**YOUR TASK:** Find the string "iakoff" in the records. Copy each line that has it.

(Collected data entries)
PR #609, opened 2021-05-18
refactor(args): remove reading from stdin support

k-dovgan:
This option is actually never used and not recommended for usage


i-keliukh:
As far as I remember there is also a test for stdin.

i-keliukh (approved):

Issue #612, opened 2021-05-21
module universum.analyzers.uncrustify can't find files to check


iakoff:
## Description
module universum.analyzers.uncrustify can't find files to check

## Steps to reproduce
both steps executed from folder /home/ciuser/Precommit/temp/
$ /usr/bin/python3.8 -m universum.analyzers.uncrustify --cfg-file /home/ciuser/Precommit/temp/code_style/_cpp.cfg --filter-regex '.*//.(?:c|cpp)' --result-file '${CODE_REPORT_FILE}' --output-directory uncrustify --files .
stderr: Please provide at least one file for analysis
Module sh got exit code 2

$ /usr/bin/python3.8 -m universum.analyzers.uncrustify --cfg-file /home/ciuser/Precommit/temp/code_style/_cpp.cfg --result-file '${CODE_REPORT_FILE}' --output-directory uncrustify --files src/test.c
Module sh got exit code 1

## Expected result
Expected exit with 0 code and code style report to swarm.

## Actual result
exit with unclear failure and no code style report to swarm 

## Environment
Focal
Python 3.8.5
Universum 0.19.7

o-andrieiev:
After some investigation, the original reporter could no longer reproduce the issue.
The analysis of the log files showed that while code_report=True flah is present the reporting step is omitted completely.
This behaviour was deemed impossible before.
One possible causes for this issue is misuse of configuration API. To investigate further, the config file should be rewritten to leave only the code report Step data.

o-andrieiev:
@iakoff please close as unreproducible or provide additional debug data as requested

PR #613, opened 2021-05-21
feat(analyzer): improve usability

o-andrieiev:


o-andrieiev:
This PR does following:
 - informs user to install uncrustify instead of failing (customer request)
 - allows both absolute and relative path strings
 - clarifies failure case, when files don't match the filter pattern (customer request)

o-andrieiev:
this PR does not fix https://github.com/Samsung/Universum/issues/612, but it helps with narrowing down the root cause

universum/analyzers/uncrustify.py
```diff
@@ -1,6 +1,7 @@
 import argparse
 import difflib
 import sys
+from shutil import which
```
k-dovgan, line 4: I think `import shutil` & `shutil.which()` will be easier to read (as it will be more obvious that 'which' is not a locally declared function by reading the line).
The same goes with `os.environ`.
This approach is generally used in most Universum modules

universum/analyzers/uncrustify.py
```diff
@@ -29,15 +33,17 @@ def main() -> int:
     files: List[Tuple[Path, Path]] = []
     try:
         src_files: List[Path] = _get_src_files(settings.file_list, settings.file_list_config)
+        if not src_files:
+            raise EnvironmentError("Please provide at least one file for analysis")
```
k-dovgan, line 37: Why not use Universum-specific exceptions, such as 'CiException' or 'CriticalCiException'?

k-dovgan (approved):

i-keliukh (approved):

PR #615, opened 2021-05-26
fix(docker): bring back noninteractive environment

k-dovgan:
It actually is required only by Python3.9 installation, but nevertheless


k-dovgan:
Only reproduced when rebuilding `universum_test_env` images from scratch for Python3.9; for any other Python version, or if using `make images` instead of `make rebuild`, most likely won't happen.

i-keliukh (approved):

PR #616, opened 2021-05-27
fix(p4): print warning instead of block failing

k-dovgan:
User request due to TeamCity failing build if any blocks fail


k-dovgan:
This is a hotfix of a hotfix; actual solution is expected to be implemented in scope of #617

i-keliukh (approved):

**EXERCISE ANSWER:**
iakoff:
@iakoff please close as unreproducible or provide additional debug data as requested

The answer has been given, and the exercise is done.